- **What you have to do**:
Spot each line in the records below where the word "onamedtupletype" occurs, then copy it.
━━ Extracted information ━━
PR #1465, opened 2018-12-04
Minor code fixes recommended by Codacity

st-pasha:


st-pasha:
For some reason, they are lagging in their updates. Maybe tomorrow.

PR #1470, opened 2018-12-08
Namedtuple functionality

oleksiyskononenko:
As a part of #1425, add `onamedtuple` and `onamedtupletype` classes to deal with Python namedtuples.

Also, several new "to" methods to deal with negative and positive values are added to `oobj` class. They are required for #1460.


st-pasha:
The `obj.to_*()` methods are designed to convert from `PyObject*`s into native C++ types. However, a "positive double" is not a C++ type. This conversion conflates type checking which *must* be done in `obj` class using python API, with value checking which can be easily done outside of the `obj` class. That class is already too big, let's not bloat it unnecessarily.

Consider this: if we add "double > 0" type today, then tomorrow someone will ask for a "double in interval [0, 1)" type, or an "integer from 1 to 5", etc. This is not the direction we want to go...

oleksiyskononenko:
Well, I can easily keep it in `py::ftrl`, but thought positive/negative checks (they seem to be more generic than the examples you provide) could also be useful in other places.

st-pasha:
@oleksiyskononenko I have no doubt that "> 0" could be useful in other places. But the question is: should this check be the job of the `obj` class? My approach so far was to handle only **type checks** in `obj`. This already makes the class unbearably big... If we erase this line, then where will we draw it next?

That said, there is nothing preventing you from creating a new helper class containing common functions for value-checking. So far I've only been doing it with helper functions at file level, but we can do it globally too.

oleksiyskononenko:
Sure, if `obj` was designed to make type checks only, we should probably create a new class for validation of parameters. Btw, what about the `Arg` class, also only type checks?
━━━
━━ Extracted information ━━
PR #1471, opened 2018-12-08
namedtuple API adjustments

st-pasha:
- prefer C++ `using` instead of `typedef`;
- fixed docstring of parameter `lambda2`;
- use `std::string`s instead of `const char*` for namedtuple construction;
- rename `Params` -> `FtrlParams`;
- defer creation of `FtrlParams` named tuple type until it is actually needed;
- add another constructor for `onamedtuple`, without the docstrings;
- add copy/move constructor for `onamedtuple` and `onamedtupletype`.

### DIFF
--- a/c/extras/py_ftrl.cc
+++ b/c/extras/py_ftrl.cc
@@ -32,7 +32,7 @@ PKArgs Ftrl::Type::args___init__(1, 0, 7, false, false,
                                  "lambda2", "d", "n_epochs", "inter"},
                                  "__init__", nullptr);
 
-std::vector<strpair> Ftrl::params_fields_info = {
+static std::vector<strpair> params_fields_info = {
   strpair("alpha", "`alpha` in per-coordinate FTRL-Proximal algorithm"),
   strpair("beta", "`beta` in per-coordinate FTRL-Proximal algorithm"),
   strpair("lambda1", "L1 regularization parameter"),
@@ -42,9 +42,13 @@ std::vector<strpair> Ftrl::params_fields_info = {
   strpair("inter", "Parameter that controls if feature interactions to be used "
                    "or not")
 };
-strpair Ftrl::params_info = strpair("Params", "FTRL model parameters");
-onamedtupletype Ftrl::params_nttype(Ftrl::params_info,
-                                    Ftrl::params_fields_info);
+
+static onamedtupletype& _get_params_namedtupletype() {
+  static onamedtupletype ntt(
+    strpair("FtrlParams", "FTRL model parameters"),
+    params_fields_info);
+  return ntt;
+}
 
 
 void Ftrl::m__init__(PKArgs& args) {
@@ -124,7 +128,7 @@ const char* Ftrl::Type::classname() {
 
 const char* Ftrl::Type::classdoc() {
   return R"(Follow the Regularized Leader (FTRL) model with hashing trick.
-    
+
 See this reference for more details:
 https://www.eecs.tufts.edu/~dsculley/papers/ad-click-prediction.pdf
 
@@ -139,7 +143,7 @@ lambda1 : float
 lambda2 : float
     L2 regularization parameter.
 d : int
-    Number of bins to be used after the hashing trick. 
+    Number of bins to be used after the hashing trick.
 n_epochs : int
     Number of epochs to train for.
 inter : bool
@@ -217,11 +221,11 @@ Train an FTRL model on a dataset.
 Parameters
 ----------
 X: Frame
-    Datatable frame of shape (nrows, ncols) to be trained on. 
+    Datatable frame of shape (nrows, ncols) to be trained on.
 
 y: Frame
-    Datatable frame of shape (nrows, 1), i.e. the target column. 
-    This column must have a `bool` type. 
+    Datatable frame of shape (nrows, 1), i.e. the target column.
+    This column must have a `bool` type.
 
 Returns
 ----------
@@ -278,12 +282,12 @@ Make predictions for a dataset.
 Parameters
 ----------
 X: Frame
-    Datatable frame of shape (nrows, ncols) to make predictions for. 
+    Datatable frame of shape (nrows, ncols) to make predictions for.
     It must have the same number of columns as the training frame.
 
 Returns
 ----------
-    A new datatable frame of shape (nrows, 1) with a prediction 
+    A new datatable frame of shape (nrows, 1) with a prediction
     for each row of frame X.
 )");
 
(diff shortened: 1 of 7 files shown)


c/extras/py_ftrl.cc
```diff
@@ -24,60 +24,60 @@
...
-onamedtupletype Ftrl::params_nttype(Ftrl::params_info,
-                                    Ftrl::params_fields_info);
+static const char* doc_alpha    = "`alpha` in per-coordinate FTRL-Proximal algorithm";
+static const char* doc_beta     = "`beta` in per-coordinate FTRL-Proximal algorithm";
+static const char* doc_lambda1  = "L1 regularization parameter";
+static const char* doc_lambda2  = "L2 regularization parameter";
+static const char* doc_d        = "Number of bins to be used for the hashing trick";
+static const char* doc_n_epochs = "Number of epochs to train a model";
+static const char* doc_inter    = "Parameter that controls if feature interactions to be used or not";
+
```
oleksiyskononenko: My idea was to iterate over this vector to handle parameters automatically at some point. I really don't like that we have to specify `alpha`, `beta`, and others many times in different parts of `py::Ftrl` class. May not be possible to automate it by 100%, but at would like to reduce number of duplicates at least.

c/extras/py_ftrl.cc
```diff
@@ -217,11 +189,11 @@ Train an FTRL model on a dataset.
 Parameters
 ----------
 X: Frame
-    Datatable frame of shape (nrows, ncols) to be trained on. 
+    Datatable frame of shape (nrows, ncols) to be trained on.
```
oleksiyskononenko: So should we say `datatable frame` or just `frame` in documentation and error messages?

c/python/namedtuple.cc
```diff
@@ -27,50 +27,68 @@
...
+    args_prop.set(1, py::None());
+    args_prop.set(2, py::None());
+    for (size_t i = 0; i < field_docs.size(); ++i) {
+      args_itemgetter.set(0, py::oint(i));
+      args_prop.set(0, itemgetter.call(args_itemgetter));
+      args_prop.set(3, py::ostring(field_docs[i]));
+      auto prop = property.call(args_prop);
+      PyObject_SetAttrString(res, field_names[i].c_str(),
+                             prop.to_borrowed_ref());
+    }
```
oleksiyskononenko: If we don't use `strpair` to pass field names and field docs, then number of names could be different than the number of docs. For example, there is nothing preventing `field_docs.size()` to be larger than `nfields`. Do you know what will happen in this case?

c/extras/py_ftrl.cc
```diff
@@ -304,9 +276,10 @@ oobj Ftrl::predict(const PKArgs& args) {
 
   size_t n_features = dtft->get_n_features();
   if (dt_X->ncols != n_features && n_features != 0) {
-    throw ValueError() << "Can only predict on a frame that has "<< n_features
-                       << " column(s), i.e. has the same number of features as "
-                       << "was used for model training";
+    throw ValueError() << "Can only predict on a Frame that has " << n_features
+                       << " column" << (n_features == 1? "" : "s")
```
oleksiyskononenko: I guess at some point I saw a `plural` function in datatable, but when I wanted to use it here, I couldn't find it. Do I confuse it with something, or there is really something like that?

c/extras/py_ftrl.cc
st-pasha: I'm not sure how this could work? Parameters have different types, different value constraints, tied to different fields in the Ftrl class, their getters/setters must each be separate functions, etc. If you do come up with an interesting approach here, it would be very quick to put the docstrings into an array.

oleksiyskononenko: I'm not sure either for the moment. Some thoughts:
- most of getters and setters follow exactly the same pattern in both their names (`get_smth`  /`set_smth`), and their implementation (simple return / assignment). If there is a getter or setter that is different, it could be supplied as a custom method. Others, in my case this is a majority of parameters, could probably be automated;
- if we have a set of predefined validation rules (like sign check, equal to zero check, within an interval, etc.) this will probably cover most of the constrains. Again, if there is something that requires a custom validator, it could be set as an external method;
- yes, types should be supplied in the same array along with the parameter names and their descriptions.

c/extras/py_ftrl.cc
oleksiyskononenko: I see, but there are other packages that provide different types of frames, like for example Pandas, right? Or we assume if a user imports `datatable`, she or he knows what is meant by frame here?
━━━
- **Task answer**:
As a part of #1425, add `onamedtuple` and `onamedtupletype` classes to deal with Python namedtuples.
- add copy/move constructor for `onamedtuple` and `onamedtupletype`.
-onamedtupletype Ftrl::params_nttype(Ftrl::params_info,
+static onamedtupletype& _get_params_namedtupletype() {
+  static onamedtupletype ntt(
-onamedtupletype Ftrl::params_nttype(Ftrl::params_info,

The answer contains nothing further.